● YOUR OBJECTIVE
Report each line from the entries in which "zero" can be found.

START DATA SECTION

PR #282, opened 2026-07-15
feat(telemetry): alert on gateway reconcile-error ratio

ecv:
Rebase of #218 onto current `main` (the original was 129 commits behind), plus a one-word anchor fix. Draft for review.

## What

Two alerts on the gateway controller's reconcile error ratio, so a controller that can't apply configuration pages operators directly instead of failing silently:

- **GatewayControllerReconcileErrorRatioHigh** (warning) — error ratio > 20% for 15m
- **GatewayControllerReconcileErrorRatioCritical** (critical) — error ratio > 50% for 10m

Both link a new runbook. In production after v0.23.4 the controller ran at ~83% reconcile failure for hours with nothing firing (cert-listener withholding empties a downstream Gateway's listeners, the CRD rejects it, the controller hot-loops, stale config stays programmed). These would have fired immediately.

## Safety

- **Pure telemetry + docs, zero code** — no controller/API/RBAC/runtime change; cannot affect the operator or data plane.
- Purely additive: 3 new files + an alert group appended to the existing `gateways.yaml`.
- PromQL is valid — controller is still `Named("gateway")`; `controller_runtime_reconcile_total` is standard controller-runtime; no divide-by-zero (the error series is a subset of the total).

## Difference from #218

END DATA SECTION

● EXERCISE OUTPUT
- **Pure telemetry + docs, zero code** — no controller/API/RBAC/runtime change; cannot affect the operator or data plane.
- PromQL is valid — controller is still `Named("gateway")`; `controller_runtime_reconcile_total` is standard controller-runtime; no divide-by-zero (the error series is a subset of the total).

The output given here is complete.